The researchers emphasise the need to explore other musical genres and cultural contexts – in particular non-Western genres – to deepen understanding of mental imagery and open more, diverse, and better tailored ways of supporting recreational and clinical use of mental imagery techniques.  

The publicly available dataset collected by the team now includes over 4,000 imagined journeys, complete with sentiment ratings, topic weights, and visual representations.

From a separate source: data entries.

Issue #809, opened 2022-03-24
Add an Interface SpaceKind


dburriss:
I am opening this issue to have a discussion and record my findings. This may be something we don't want to do.

The idea is to add `SpaceKind::Interface` enum value so that interfaces show like classes (see image below).

This was kicked off from the conversation [here](https://github.com/mozilla/rust-code-analysis/pull/694#discussion_r832558571) with @calixteman .

**Scope and motivation**
This would be used in supported languages that make use `interface`s ie. Java, TypeScript (future C# and Go?). This makes more sense recently since, for good or ill, many languages support default implementations on interfaces. This would give other languages a little more parity with the Rust implementation which distinguishes `trait` and `impl` already.

**Effort and impact**
This appears to be a fairly trivial feature to add:
- [ ] Add `SpaceKind::Interface` enum
- [ ] Add `SpaceKind::Interface => "interface",` to the match in the `SpaceKind`  `Display` trait's `fmt` implementation

The following tasks are needed per language
- [ ] For language's `Getter`.`get_space_kind` return `SpaceKind::Interface` for correct grammar elements ie. `InterfaceDeclaration` in Java ie. `InterfaceDeclaration => SpaceKind::Interface`
- [ ] For the language's `Checker` implementation, add the grammar elements in the previous task to the `is_func_space` `mk_checker` macro arguments so the interface is included as a space for functions and metrics

I am not sure if this has much of a performance impact? I imagine not because of the type of change but I would need input or time to run tests.

**Result**
I implemented this for the Java lang and this is what it looks like. 
![image](https://user-images.githubusercontent.com/5071495/159846120-48a9e283-e915-4748-8452-965f30c0dbdb.png)

dburriss:
Some open questions for me on this:

- Do we even want to do this? Support this?
- Perf impact?
- Is this a breaking change? It does change the structure of output so are people depending on metrics being in only `Unit`, `Class`, or `Function`?

dburriss:
Closed by #810

PR #810, opened 2022-03-24
Interface SpaceKind

dburriss:
This is an implementation for #809 for adding the `SpaceKind::Interface` and enabling it as a function space in appropriate languages.

Supported languages that support `interface`:

- [x] Java
- [x] TypeScript
- [x] Tsx (including since different mechanism)

**Java**

```java
interface printable{  
  void print();  
}  
class Printer implements printable{  
  public void print(){System.out.println("Hello");}  
    
  public static void main(String args[]){  
    Printer obj = new Printer ();  
    obj.print();  
  }  
}  
```

unit: foo.java
- interface: printable
-- function: print
- class: Printer 
-- function:print

image

**TS**

```typescript
interface IPrintable { 
    print: ()=>void 
} 
 
class Printer implements IPrintable {  
    print ():void {return console.log("Hello");} 
} 
```

unit: foo.ts
- interface: IPrintable
-- function: print
- class: Printer
-- function:print

image

**TSX**

```tsx
interface IPrintable { 
    print: ()=>void 
}
```

unit: foo.tsx
- interface: IPrintable
-- function: print

image

### DIFF
--- a/src/checker.rs
+++ b/src/checker.rs
@@ -209,7 +209,12 @@ impl Checker for JavaCode {
     mk_checker!(is_call, MethodInvocation);
     mk_checker!(is_func, MethodDeclaration);
     mk_checker!(is_closure,);
-    mk_checker!(is_func_space, Program, ClassDeclaration);
+    mk_checker!(
+        is_func_space,
+        Program,
+        ClassDeclaration,
+        InterfaceDeclaration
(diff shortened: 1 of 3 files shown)


dburriss:
@calixteman @marco-c Is this something we can merge in current state?

PR #811, opened 2022-03-25
Initial Halstead implementation for Java

dburriss:
- [x] Implement necessary functions
- [x] Passing test
- [x] Cleanup

Some references:

- [Java lang ref](https://docs.oracle.com/javase/specs/jls/se18/html/jls-3.html#jls-3.12)
- https://www.geeksforgeeks.org/software-engineering-halsteads-software-metrics/?msclkid=5e181114abef11ecbb03527e95a34828

### DIFF
--- a/src/getter.rs
+++ b/src/getter.rs
@@ -525,15 +525,6 @@ impl Getter for JavaCode {
         }
     }
 
-    // fn get_func_space_name<'a>(node: &Node, code: &'a [u8]) -> Option<&'a str> {
-    //     if let Some(name) = node.object().child_by_field_name("name") {
-    //         let code = &code[name.start_byte()..name.end_byte()];
-    //         std::str::from_utf8(code).ok()
-    //     } else {
-    //         Some("<anonymous>")
-    //     }
-    // }
-
     fn get_op_type(node: &Node) -> HalsteadType {
         use Java::*;
 
@@ -554,11 +545,6 @@ impl Getter for JavaCode {
         let typ = node.object().kind_id();
 
         match typ.into() {
-            // LPAREN | COMMA | STAR | GTGT | COLON | SEMI | Return | Break | Continue | If | Else
-            // | Switch | Case | Default | For | While | New | Try | Catch | Throw | Throws
-            // | Throws2 | EQ | EQEQ | AMP | AMPAMP | AMPEQ | LT | LTLT | LTEQ | LTLTEQ | BANGEQ
-            // | GTEQ | GTGTEQ | GTGTGT | GTGTGTEQ | PLUSEQ | BANG | STAREQ | SLASHEQ | PERCENTEQ
-            // | CARET | CARETEQ | LBRACE | RBRACE | QMARK | Instanceof 
             // Operator: function calls
             MethodInvocation
             // Operator: control flow
@@ -575,17 +561,17 @@ impl Getter for JavaCode {
             // type identifier
             | TypeIdentifier | IntegralType | FloatingPointType | BooleanType
             => {
-                println!("operator: {}", node.object().kind().to_string());
+                println!("operator: {}", node.object().kind());
                 HalsteadType::Operator
             },
 
             // Operands: variables, constants, literals
             Identifier | NullLiteral | ClassLiteral | StringLiteral | CharacterLiteral | HexIntegerLiteral | OctalIntegerLiteral | BinaryIntegerLiteral | DecimalIntegerLiteral | HexFloatingPointLiteral | DecimalFloatingPointLiteral  => {
-                println!("operand: {} ", node.object().kind().to_string());
+                println!("operand: {} ", node.object().kind());
                 HalsteadType::Operand
             },
             _ => {
-                println!("unknown: {} ", node.object().kind().to_string());
+                println!("unknown: {} ", node.object().kind());
                 HalsteadType::Unknown
             },
         }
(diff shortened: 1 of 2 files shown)


dburriss:
Test exmaple:

```java
public static void main(String args[]) {
  int a, b, c, avg;
  a = 5; b = 5; c = 5;
  avg = (a + b + c) / 3;
  MessageFormat.format(\"{0}\", avg);
}
```

I will get to this over the weekend and try to set my test up for expected numbers. 
@marco-c  who can explain to me the difference between `u_operators`, `operators`, `u_operands`, and `operands` in the Halstead tests?

Luni-4:
> Test exmaple:
> 
> ```java
> public static void main(String args[]) {
>   int a, b, c, avg;
>   a = 5; b = 5; c = 5;
>   avg = (a + b + c) / 3;
>   MessageFormat.format(\"{0}\", avg);
> }
> ```
> 
> I will get to this over the weekend and try to set my test up for expected numbers. @marco-c who can explain to me the difference between `u_operators`, `operators`, `u_operands`, and `operands` in the Halstead tests?

@dburriss 
`u_operators` are all distinct operators present in the code
`u_operands` are all unique operands present in the code 
`operators` are all occurrences of `u_operators` in the code
`operands` are all occurrences of `u_operands` in the code.

You can find what are operators and operands in these tests https://github.com/mozilla/rust-code-analysis/blob/master/src/ops.rs#L312 for different programming languages

dburriss:
@Luni-4 I have run into a weird issue.

When parsing the first line  `public static void main(String args[]){`

```
unknown: program 
unknown: local_variable_declaration 
unknown: modifiers 
unknown: public
unknown: static
operator: void_type
unknown: variable_declarator
operand: identifier
operator: ;
unknown: ERROR
unknown: formal_parameters
operator: (
unknown: formal_parameter
operator: type_identifier
operand: identifier
unknown: dimensions
operator: [
operator: ]
operator: )
unknown: block
```

Note the **operator: ;** and **unknown: ERROR** ... probably related. There is no **;** in the first line so this is throwing the count off.

The example is valid Java... I compiled it.

calixteman:
It's very likely a matter of adding `public class A {`and `}` around your function.

dburriss:
> It's very likely a matter of adding `public class A {`and `}` around your function.

Thanks @calixteman
That did the trick. It actually crossed my mind but I had never seen ERROR in the LoC parsing and most of those tests don't have class. Anyway, I learned something. And I am getting the  numbers I expect.

@Luni-4 I included a lot of comments and links, etc. in the code explaining what and why I am including different things. I didn't find definitive rules about what is included or excluded.

image

dburriss:
@Luni-4 

I looked at *ops.rs* and added a test but having some problems.

Copying the existing tests quickly and filling in from the list above (or the code), I get the following error:

```
thread 'ops::tests::java_ops' panicked at 'assertion failed: `(left == right)`
  left: `["()", ")", "+", ",", ".", "/", ";", "=", "[]", "]", "integral_type", "method_invocation", "type_identifier", "void_type", "{}", "}"]`,
 right: `["()", "+", ",", "/", ";", "=", "String", "[]", "format", "int", "void", "{}"]`', src\ops.rs:280:9
```

A few questions questions:

1. Do you know why the list for Java is showing the grammar type instead of the value ie. 'integral_type` instead of `int` as it does for the other languages
2. Does the order of operators/operands matter in the assert?
3. Are these `println` supposed to be here? (hard to believe but they are not mine :) ) https://github.com/mozilla/rust-code-analysis/blob/master/src/ops.rs#L92

dburriss:
@Luni-4 this is failing on the *ops.rs* file you mentioned. Not something I introduced. The linter has an opinion on something. I can make the change in this PR but I'm not sure how this got in in the first place. New rule maybe?

Log: https://community-tc.services.mozilla.com/tasks/WqxZrlJ2TIKZMbpDibX5Jg/runs/0/logs/public/logs/live_backing.log

dburriss:
Shuffled things around a bit and moved ops check to #849
Hopefully, it is ok to merge those 2 separately.
@calixteman @Luni-4 ok to review with this scope?

halstead eg

src/getter.rs
```diff
@@ -524,4 +524,42 @@ impl Getter for JavaCode {
...
+            | EQEQ | LTEQ | GTEQ | BANGEQ | AMPAMP | PIPEPIPE | PLUSPLUS | DASHDASH
+            | PLUS | DASH | STAR | SLASH | AMP | PIPE | CARET | PERCENT| LTLT | GTGT | GTGTGT
+            | PLUSEQ | DASHEQ | STAREQ | SLASHEQ | AMPEQ | PIPEEQ | CARETEQ | PERCENTEQ | LTLTEQ | GTGTEQ | GTGTGTEQ
+            // type identifier
+            | TypeIdentifier | IntegralType | FloatingPointType | BooleanType
+            => {
+                HalsteadType::Operator
+            },
+            // Operands: variables, constants, literals
+            Identifier | NullLiteral | ClassLiteral | StringLiteral | CharacterLiteral | HexIntegerLiteral | OctalIntegerLiteral | BinaryIntegerLiteral | DecimalIntegerLiteral | HexFloatingPointLiteral | DecimalFloatingPointLiteral  => {
```
Luni-4, line 555: Can we split this long line one more lines?

Luni-4 (changes requested):
Sorry @dburriss for the delay, yeah, it's fine splitting up the two problems.

Just a final request and we can land this PR

src/getter.rs
dburriss: I did find it weird the formatter didn't do that. Done 👍

Luni-4 (approved):
Thank you @dburriss! Fine for me!

PR #1124, opened 2024-09-24
rust: distinguish a question mark operator from a trait marker

### LINKED ISSUE #1123: Fix handling of `?` operator in Rust `nexits` metric
As pointed out by #1113, the `?` operator can also represent an exit point within a Rust function, and therefore, it must be counted in the `nexits` metric.

However, not all `Rust::QMARK` nodes should be counted as exit points.
For example, in this code:
```rust
pub fn assert_ser_tokens<T: ?Sized>(value: &T, tokens: &[Token])
where
    T: Serialize,
{
    let mut ser = Serializer::new(tokens);
    match value.serialize(&mut ser) {
        Ok(_) => {}
        Err(err) => panic!("value failed to serialize: {}", err),
    }

    if ser.remaining() > 0 {
        panic!("{} remaining tokens", ser.remaining());
    }
}
```
the `?` on the first line, inside `<T: ?Sized>`, doesn't represent an exit point.

samueltardieu:
Fix #1123

### DIFF
--- a/src/metrics/exit.rs
+++ b/src/metrics/exit.rs
@@ -156,8 +156,10 @@ impl Exit for TsxCode {
 
 impl Exit for RustCode {
     fn compute(node: &Node, stats: &mut Stats) {
-        if matches!(node.kind_id().into(), Rust::ReturnExpression | Rust::QMARK)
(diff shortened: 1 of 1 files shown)


marco-c (approved):
Thanks!

PR #1141, opened 2025-03-28
Update grammars

alexle0nte:
This PR updates `tree-sitter` and grammars to the latest versions.


alexle0nte:
@marco-c @Luni-4 before merging this, I think we have to first merge mozilla/rust-code-analysis-output#5

marco-c:
@alexle0nte merged it!

alexle0nte:
> @alexle0nte merged it!

Thanks! I synced the submodule. Now it's ready for review

marco-c:
There are a few test failures, for example https://community-tc.services.mozilla.com/tasks/Dk7Mn21LRpWpwePp_KHCew/runs/0/logs/public/logs/live.log.

alexle0nte:
> There are a few test failures, for example https://community-tc.services.mozilla.com/tasks/Dk7Mn21LRpWpwePp_KHCew/runs/0/logs/public/logs/live.log.

Yes, this test fails due to a parsing error in tree-sitter-cpp. I have opened an issue to report it: tree-sitter/tree-sitter-cpp#307

marco-c:
Same for https://community-tc.services.mozilla.com/tasks/ViJGwdjsR-2f322NYxBvSQ/runs/0/logs/public/logs/live.log?

alexle0nte:
Yes, all these pdf.js tests fail due to the same parsing error in tree-sitter-javascript. As I was suggesting the other day, after merging this PR, I can open issues to report the failing tests and their causes, linking the corresponding grammar parsing error issue for each of them

marco-c:
OK, thanks. Just wanted to confirm these were all known!

marco-c (approved):

marco-c:
Looks good to me overall. @Luni-4 do you want to take a look too?

Luni-4 (approved):
Thanks a lot for your hard work @alexle0nte! This is fine for me too! 

Just a question which can treat in another PR perhaps: How can we make the CI green? Since tests do not pass, now it is impossible to publish a new version of rca for example.

alexle0nte:
> Thanks a lot for your hard work @alexle0nte! This is fine for me too! 
> 
> 
> 
> @alexle0nte and @marco-c 
> 
> 
> 
> Just a question we can treat in another PR perhaps: How can we make the CI green? Since tests do not pass, now it is impossible to publish a new version of rca for example.

I think we can temporarily ignore the failing tests and add a comment explaining the reason, as well as a link to the issue we will open.

Luni-4:
I agree with this plan

marco-c:
It would be ideal to mark the failing tests as failing, so the CI is green and we notice if there is a new failure in addition to the known ones (otherwise the new failures will be lost in the noise).
We can do this in a follow-up.

marco-c:
@alexle0nte could you file issues for the failing tests and link to the upstream grammar issues?

Issue #1143, opened 2025-03-31
Fix `tree-sitter-mozjs` test failures introduced by #1141


alexle0nte:
Following the grammar updates made by #1141, some tests are failing due to a parsing error in `tree-sitter-javascript`: tree-sitter/tree-sitter-javascript#351.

In a second experiment, a new set of participants were able to look at the AI-generated images and identify which ones were inspired by music or not – but only when they did the task listening to music themselves.  

“This tells us that there is a ‘theory of mind’ when it comes to music-evoked mental imagery,” said Dr Herff.

“That is, people can imagine, what others might be imagining whilst listening to music, which is fascinating.” 

Funding: This work was supported by the Australian Government through the Australian Research Council (ARC) under the Discovery Early Career Researcher Award (DECRA, DE220100961) awarded to Dr Steffen A. Herff, and by the University of Sydney through a Sydney Horizon Fellowship awarded to Dr Steffen A. Herff.

It was also supported by the Swiss National Science Foundation (SNF) under the SPARK grant scheme awarded to Dr Steffen A. Herff (CRSK-1_196567 / 1).

The authors declare no competing interests.

About this music and social neuroscience research news

Author: Elissa Blake
Source: University of Sydney
Contact: Elissa Blake – University of Sydney
Image: The image is credited to Neuroscience News

Original Research: Open access.
Solitary silence and social sounds: music can influence mental imagery, inducing thoughts of social interactions” by Steffen A. Herff et al. Scientific Reports


Abstract

Solitary silence and social sounds: music can influence mental imagery, inducing thoughts of social interactions

The COVID-19 pandemic was accompanied by a marked increase in the use of music listening for self-regulation.

During these challenging times, listeners reported they used music ‘to keep them company’; indicating that they may have turned to music for social solace.

However, whether this is simply a figure of speech or an empirically observable effect on social thought that extends into mental imagery was previously unclear, despite its great potential for applications.

Here, six hundred participants were presented with silence or task-irrelevant folk music in Italian, Spanish, or Swedish while performing a directed mental-imagery task in which they imagined a journey towards a topographical landmark.

To control and differentiate possible effects of vocals and semantics on imagined content, the music was presented with or without vocals to the participants, of which half were native speakers and the other half non-speakers of the respective languages.

As in previous studies, music, compared to silence, led to more vivid imagination and shaped emotional sentiment of the imagined content.

In addition, we show that social interactions emerged as a clear thematic cluster in participants’ descriptions of their imagined content through Latent Dirichlet Allocation.

Moreover, Bayesian Mixed effects models revealed that music increased imagined social content compared to silent baseline conditions. This effect remained robust irrespective of vocals or language comprehension.

Using stable diffusion, we generated visualisations of participants’ imagined content.

In a second experiment, a new group of participants’ ability to differentiate between visualisations of content imagined during silence and music listening increased when they listened to the associated music.

Results converge to show that music, indeed, can be good company.